TO DO → Where does the string "However" occur in the records below? Copy every line that holds it.

====== RECORDS ======

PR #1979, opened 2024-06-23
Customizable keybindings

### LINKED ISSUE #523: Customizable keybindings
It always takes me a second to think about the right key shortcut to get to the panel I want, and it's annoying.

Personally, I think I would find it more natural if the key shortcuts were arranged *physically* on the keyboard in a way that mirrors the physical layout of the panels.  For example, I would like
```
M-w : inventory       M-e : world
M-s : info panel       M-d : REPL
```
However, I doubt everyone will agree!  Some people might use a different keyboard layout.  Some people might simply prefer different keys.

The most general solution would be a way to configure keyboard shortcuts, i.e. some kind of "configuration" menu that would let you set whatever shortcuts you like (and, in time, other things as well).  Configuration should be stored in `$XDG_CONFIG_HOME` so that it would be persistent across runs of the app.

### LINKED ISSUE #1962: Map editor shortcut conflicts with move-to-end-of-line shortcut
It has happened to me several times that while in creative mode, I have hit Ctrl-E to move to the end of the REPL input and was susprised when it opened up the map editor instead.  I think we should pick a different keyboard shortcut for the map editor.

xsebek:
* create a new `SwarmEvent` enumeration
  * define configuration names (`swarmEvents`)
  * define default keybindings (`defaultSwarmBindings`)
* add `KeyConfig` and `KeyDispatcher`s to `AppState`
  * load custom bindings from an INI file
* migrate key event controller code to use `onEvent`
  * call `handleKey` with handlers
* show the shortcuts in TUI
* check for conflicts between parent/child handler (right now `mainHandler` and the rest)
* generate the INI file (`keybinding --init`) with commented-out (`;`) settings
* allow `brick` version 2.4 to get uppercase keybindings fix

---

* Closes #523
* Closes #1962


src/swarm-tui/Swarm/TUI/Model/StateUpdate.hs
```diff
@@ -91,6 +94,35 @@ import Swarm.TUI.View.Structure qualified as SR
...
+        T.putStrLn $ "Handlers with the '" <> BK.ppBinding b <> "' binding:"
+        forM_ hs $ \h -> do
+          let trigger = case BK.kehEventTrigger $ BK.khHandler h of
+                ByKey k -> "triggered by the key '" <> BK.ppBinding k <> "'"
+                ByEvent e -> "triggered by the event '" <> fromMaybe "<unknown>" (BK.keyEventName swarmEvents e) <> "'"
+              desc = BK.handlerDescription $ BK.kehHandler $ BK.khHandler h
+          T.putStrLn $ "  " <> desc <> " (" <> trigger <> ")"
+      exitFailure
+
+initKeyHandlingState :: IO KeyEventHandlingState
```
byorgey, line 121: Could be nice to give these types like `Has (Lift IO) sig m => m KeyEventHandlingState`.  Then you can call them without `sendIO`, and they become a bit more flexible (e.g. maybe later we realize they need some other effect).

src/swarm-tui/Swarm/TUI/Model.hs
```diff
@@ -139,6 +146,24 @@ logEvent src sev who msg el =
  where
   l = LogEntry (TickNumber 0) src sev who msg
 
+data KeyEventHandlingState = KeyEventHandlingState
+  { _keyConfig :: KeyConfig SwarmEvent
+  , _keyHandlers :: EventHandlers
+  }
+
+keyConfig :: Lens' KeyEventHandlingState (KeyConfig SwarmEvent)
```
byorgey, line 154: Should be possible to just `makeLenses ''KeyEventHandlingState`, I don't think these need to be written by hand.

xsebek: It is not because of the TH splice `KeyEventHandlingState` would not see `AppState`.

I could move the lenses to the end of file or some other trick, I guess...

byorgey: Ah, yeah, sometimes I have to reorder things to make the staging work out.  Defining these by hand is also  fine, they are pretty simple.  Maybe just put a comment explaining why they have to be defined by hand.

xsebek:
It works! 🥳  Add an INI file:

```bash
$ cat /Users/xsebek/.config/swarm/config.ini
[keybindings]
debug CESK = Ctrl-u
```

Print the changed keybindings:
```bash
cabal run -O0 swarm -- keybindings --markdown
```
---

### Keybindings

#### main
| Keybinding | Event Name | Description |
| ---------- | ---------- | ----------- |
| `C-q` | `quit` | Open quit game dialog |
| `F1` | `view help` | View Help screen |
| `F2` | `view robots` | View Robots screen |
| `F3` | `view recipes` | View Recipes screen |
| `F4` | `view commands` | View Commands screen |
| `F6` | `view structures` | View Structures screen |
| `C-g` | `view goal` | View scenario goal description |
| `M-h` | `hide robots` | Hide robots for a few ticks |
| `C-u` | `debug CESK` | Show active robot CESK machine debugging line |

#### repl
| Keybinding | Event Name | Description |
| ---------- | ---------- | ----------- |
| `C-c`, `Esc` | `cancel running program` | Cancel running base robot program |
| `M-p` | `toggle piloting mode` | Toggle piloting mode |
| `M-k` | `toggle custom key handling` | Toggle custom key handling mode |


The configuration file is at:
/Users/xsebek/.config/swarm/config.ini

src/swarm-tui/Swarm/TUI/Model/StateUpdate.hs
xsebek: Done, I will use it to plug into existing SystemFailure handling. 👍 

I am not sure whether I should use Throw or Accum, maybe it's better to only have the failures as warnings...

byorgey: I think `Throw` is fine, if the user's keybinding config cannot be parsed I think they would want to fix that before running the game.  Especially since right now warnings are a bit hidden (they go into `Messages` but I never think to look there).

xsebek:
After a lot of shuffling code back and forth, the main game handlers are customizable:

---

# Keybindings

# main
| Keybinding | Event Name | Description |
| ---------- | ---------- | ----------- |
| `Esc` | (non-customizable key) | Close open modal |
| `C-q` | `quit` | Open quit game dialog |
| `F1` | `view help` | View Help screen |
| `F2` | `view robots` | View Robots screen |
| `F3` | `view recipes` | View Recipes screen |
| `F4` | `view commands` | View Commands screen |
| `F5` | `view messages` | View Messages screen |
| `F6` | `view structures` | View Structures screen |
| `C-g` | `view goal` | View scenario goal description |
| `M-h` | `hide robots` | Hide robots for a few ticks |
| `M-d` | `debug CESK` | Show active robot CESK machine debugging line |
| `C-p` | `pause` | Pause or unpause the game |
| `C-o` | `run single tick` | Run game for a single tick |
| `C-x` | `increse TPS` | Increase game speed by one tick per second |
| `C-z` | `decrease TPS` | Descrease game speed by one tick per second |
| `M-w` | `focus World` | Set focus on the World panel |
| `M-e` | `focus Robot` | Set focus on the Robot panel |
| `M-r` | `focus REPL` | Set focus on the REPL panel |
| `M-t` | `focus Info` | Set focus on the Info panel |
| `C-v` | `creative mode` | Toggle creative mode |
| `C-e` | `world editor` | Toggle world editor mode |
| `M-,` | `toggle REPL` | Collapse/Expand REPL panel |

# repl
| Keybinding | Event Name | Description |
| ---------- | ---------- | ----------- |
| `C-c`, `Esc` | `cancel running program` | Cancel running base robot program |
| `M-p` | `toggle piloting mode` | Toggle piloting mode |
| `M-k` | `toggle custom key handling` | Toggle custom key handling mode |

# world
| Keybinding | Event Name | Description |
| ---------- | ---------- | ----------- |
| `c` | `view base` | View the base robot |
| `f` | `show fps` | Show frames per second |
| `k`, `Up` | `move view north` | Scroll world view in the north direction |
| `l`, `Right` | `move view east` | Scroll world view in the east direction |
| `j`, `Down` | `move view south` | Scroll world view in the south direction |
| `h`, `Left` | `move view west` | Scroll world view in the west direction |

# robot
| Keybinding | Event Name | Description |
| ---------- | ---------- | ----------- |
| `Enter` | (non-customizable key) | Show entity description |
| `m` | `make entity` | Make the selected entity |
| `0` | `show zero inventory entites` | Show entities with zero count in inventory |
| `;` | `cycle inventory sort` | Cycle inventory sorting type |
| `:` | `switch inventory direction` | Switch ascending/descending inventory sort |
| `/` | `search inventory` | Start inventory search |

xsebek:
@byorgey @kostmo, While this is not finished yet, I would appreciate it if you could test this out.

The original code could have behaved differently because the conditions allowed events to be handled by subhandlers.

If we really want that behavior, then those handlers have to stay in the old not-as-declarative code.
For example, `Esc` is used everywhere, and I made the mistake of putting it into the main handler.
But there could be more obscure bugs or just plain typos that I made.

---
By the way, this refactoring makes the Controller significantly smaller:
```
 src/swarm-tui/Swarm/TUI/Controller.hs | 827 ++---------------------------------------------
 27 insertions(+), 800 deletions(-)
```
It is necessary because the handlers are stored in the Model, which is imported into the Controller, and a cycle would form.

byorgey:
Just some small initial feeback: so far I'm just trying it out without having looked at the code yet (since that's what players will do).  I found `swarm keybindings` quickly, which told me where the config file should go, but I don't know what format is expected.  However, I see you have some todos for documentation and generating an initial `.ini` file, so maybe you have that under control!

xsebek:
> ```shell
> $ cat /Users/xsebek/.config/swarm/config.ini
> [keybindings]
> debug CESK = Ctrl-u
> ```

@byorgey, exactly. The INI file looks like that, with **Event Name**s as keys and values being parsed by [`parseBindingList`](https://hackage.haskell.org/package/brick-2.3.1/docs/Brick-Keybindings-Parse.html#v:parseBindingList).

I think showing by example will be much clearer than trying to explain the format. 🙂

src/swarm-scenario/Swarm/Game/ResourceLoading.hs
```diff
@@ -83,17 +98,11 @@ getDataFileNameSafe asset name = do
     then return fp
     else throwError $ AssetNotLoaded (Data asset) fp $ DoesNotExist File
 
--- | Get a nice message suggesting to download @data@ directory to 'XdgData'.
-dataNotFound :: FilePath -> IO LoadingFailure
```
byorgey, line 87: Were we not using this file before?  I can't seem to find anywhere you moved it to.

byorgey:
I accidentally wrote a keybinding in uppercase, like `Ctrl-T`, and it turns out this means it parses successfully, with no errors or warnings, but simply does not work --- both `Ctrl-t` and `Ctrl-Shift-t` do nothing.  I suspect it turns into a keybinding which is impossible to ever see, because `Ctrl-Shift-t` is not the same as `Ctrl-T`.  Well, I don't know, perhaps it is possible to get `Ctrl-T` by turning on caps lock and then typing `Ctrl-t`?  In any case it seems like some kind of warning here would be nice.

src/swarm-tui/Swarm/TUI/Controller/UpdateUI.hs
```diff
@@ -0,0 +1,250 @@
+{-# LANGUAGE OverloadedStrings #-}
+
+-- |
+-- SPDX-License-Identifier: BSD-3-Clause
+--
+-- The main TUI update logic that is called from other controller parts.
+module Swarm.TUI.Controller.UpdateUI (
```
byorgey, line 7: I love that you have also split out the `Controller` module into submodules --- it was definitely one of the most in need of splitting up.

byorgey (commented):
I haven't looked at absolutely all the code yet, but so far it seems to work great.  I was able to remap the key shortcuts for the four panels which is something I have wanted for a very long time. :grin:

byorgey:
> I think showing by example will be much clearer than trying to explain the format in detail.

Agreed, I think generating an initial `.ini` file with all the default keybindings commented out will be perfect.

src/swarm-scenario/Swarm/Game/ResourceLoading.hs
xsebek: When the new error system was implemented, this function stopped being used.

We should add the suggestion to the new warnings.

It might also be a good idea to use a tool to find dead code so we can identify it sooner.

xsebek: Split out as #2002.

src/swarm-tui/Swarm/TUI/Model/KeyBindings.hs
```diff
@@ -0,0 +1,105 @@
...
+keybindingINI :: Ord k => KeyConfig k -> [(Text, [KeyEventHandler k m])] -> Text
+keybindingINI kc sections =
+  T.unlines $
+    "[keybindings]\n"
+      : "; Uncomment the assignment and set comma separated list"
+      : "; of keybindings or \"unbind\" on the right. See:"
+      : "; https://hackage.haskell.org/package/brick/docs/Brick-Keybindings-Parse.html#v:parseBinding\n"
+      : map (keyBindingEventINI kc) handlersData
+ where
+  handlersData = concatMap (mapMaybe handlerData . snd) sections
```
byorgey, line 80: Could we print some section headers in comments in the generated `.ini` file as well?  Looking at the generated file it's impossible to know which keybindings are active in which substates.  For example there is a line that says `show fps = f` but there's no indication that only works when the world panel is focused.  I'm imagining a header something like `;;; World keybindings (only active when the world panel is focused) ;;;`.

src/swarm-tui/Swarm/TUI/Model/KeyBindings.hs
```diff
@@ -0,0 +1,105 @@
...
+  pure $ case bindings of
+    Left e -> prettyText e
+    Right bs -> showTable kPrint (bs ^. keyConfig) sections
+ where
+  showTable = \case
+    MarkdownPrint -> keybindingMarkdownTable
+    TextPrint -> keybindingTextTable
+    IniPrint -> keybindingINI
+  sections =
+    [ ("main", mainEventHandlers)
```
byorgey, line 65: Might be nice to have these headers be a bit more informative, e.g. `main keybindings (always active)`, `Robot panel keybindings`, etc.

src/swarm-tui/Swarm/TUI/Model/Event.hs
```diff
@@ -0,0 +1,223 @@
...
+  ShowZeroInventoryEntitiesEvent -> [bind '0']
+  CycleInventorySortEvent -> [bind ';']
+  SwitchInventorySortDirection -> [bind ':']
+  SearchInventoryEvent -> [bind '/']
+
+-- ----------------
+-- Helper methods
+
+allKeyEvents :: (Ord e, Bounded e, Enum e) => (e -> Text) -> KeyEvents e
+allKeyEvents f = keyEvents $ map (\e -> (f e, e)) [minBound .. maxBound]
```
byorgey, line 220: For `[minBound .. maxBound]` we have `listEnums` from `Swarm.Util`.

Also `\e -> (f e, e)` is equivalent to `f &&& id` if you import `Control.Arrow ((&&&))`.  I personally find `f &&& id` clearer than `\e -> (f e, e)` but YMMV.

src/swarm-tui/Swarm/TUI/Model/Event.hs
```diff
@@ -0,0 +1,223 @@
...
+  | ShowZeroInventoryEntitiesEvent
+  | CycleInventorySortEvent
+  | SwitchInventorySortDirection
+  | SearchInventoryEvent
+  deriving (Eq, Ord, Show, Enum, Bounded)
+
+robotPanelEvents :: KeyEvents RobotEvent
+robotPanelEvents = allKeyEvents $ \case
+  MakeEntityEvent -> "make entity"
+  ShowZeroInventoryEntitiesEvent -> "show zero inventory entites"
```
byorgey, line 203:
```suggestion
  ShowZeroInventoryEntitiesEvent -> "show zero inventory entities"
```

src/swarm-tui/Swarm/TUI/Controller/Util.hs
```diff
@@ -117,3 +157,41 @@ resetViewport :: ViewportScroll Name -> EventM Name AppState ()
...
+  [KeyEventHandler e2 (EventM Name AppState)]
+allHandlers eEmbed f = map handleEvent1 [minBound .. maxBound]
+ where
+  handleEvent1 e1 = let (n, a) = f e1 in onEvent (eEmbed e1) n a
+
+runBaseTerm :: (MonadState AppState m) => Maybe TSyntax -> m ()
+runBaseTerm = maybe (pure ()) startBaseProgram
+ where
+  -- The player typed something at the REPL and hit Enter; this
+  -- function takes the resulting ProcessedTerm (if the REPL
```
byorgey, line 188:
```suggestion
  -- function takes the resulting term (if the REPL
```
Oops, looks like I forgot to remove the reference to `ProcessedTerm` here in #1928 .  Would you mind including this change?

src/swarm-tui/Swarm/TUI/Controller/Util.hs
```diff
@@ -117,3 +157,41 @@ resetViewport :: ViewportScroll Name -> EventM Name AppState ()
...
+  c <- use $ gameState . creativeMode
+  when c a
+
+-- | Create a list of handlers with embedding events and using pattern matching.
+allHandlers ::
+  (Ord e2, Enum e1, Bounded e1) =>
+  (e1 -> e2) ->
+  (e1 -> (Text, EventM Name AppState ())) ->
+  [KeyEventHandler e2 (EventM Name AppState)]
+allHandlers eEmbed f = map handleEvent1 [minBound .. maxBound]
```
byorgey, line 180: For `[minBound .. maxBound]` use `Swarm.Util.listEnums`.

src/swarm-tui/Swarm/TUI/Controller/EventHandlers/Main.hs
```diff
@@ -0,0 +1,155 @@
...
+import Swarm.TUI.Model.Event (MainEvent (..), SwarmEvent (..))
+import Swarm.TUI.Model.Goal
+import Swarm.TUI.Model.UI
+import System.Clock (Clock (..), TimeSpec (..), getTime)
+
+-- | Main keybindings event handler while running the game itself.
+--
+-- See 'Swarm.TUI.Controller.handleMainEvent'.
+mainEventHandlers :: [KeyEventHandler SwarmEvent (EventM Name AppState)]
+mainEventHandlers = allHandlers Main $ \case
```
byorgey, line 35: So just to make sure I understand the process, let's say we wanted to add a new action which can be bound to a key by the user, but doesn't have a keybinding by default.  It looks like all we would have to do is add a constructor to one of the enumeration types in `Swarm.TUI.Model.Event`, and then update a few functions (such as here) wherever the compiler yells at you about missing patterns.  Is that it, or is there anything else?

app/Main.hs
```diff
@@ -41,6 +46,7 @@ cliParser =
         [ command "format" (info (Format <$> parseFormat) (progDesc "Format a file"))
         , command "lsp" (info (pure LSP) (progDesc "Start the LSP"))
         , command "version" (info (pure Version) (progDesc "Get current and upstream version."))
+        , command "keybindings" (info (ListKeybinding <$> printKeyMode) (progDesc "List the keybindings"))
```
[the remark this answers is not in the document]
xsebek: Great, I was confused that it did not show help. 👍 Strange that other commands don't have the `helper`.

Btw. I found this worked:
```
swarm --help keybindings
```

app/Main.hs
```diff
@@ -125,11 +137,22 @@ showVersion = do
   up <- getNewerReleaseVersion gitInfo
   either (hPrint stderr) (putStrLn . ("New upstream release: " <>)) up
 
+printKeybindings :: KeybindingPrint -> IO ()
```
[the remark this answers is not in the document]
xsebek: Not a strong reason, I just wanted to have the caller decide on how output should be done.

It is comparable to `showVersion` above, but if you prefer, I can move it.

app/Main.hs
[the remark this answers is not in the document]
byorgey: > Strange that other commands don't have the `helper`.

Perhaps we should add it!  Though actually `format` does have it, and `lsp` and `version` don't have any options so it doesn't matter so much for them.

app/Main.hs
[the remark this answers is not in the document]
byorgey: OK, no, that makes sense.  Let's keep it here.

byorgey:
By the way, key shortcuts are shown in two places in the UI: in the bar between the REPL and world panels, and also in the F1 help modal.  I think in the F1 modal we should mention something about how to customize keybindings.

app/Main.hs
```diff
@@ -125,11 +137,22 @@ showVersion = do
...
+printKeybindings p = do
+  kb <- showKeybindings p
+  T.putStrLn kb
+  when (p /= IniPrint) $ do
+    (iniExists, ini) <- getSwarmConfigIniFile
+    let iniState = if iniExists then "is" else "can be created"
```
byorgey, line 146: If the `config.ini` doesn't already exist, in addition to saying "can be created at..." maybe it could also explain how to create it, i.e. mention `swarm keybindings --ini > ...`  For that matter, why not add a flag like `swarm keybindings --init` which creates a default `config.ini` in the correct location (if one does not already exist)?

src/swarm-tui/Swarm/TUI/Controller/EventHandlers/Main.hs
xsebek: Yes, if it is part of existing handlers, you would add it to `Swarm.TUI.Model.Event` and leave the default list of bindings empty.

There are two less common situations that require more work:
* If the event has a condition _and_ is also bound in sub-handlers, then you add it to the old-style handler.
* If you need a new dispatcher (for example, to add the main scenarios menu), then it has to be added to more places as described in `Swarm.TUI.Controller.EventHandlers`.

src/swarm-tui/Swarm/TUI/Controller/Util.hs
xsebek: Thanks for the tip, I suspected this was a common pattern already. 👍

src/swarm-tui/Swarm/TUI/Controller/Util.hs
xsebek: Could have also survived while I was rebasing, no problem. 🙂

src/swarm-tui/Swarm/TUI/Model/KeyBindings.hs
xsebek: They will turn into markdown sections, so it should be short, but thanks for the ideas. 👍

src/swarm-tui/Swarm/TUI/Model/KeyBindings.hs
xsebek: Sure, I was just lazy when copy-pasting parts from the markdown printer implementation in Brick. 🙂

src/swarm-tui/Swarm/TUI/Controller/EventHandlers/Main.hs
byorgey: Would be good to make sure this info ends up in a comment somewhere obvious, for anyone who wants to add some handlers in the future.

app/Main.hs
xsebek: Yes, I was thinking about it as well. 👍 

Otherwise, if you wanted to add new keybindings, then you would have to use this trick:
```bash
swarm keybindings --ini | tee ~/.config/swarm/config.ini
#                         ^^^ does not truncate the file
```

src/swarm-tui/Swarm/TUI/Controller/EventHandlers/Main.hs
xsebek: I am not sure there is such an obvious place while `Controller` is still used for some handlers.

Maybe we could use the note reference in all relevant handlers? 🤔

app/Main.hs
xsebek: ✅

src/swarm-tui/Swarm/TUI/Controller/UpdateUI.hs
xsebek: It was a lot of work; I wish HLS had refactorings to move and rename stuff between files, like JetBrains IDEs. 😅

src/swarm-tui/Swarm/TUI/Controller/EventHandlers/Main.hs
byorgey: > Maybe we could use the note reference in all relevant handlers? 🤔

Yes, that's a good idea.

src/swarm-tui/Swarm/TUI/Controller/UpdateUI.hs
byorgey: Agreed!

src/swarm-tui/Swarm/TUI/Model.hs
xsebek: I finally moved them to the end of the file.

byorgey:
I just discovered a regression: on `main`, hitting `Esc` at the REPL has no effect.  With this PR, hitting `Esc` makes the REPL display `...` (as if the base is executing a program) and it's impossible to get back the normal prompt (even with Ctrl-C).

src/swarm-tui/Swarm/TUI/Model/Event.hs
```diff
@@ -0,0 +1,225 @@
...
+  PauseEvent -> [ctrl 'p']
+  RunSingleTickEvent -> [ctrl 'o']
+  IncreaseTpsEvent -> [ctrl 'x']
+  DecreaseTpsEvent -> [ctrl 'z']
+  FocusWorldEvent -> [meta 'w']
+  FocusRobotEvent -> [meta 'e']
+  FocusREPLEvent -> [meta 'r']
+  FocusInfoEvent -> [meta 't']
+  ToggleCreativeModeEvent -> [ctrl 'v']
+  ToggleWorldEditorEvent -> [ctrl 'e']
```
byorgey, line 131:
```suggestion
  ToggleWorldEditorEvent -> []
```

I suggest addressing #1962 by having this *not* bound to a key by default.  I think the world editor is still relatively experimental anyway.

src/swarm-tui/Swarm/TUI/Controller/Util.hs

======

YOUR RESPONSE →
However, I doubt everyone will agree!  Some people might use a different keyboard layout.  Some people might simply prefer different keys.
Just some small initial feeback: so far I'm just trying it out without having looked at the code yet (since that's what players will do).  I found `swarm keybindings` quickly, which told me where the config file should go, but I don't know what format is expected.  However, I see you have some todos for documentation and generating an initial `.ini` file, so maybe you have that under control!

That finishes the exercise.